# Octaves, Zouks, Citterns, Tenors and Electrics > Tenor Guitars >  Neko Case on her tenor guitar collection

## Ed Goist

Neko Case on her tenor guitar collection: Fretboard Journal #2 cover story (Summer 2006)

*Great article!*

(_Man, I want that '67 tenor SG Special with the whammy bar...badly!_  :Grin:  )

----------


## Spruce

Thanks...
I was missing that issue....

----------


## Charles E.

Ed, here is a good look at it.....

http://www.youtube.com/watch?v=50dzxkJa1NE

----------


## Peter Kurtze

Thanks, Ed!  I used to have that issue -- sold it for what seemed like a healthy profit at the time -- but have since regretted not being able to reread the article about Neko's guitars.  And was thinking about that SG tenor just yesterday!

----------


## Jill McAuley

Awesome read - thanks for that link Ed!

Cheers,
Jill

----------


## journeybear

Nice bit of investigative journalism there, Charley. That clip was uploaded five years ago by someone who has only uploaded this one. Wonder what if anything that means.  :Confused:  Also wanted to point out her backup singer, Kelly Hogan, a friend of hers and a fine singer-songwriter in her own right.

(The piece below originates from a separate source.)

PR #5587, opened 2026-08-03
Add tools for performing Kahan summation, along with a stochastic heat equation test that uses them.

atmyers:
The stochastic heat equation test is based on a Fortran code from John Bell. It gives the same results to the expected roundoff level when run in single versus double precision, both on CPU and GPU. The needed changes to achieve this were:

1. Use compensated summation when accumulating temperature statistics.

I learned about them about the same time, 2000 I think (pivotal moment, eh?) - Kelly Hogan & The Pine Valley Cosmonauts – "Beneath the Country Underdog" and Neko Case – "Furnace Room Lullaby," hipped to there being some great alt-country operating far out of the mainstream - record label in Chicago. Here's her take on The Magnetic Fields' "Papa Was a Rodeo." (Oh, almost forgot - thanks, Ed!  :Smile:  )

----------


## Lefty3

Redhead + tenor guitar = Love

I want that SG!
Thanks for the link.

----------


## Charles E.

To paraphrase Richard Tohmpson, " Red hair and a white SG tenor, my favorite color scheme...."

----------


## Mike Herlihy

http://www.thegearpage.net/board/sho...d.php?t=625869

More pics of Neko

----------


## Ed Goist

More Neko...


with her ultra-rare '58 Gibson Les Paul Special Tenor


with a vintage parlor tenor

----------


## Spruce

I _love_ Sound Opinions, and even moreso after hearing this interview with Neko...
She mentions how her love of tenors came about...
Interesting listen...

----------

Ed Goist

----------


## Larry S Sherman

> I _love_ Sound Opinions, and even moreso after hearing this interview with Neko...
> She mentions how her love of tenors came about...
> Interesting listen...


Thanks for bringing this program to my attention!

Larry

----------


## delsbrother

More than ten years ago.. Rauhouse in full effect..  :Smile:   Horrible phone recording, but at least you get to see the tenors:




Love it when she first starts singing. Even though I've grown tired of the reverb, I still love to listen to her voice..

ps I also love it when the woman next to the fanboy doing the taping tells him to STFU.

----------

Ed Goist, 

journeybear, 

MsRutaRutabaga

----------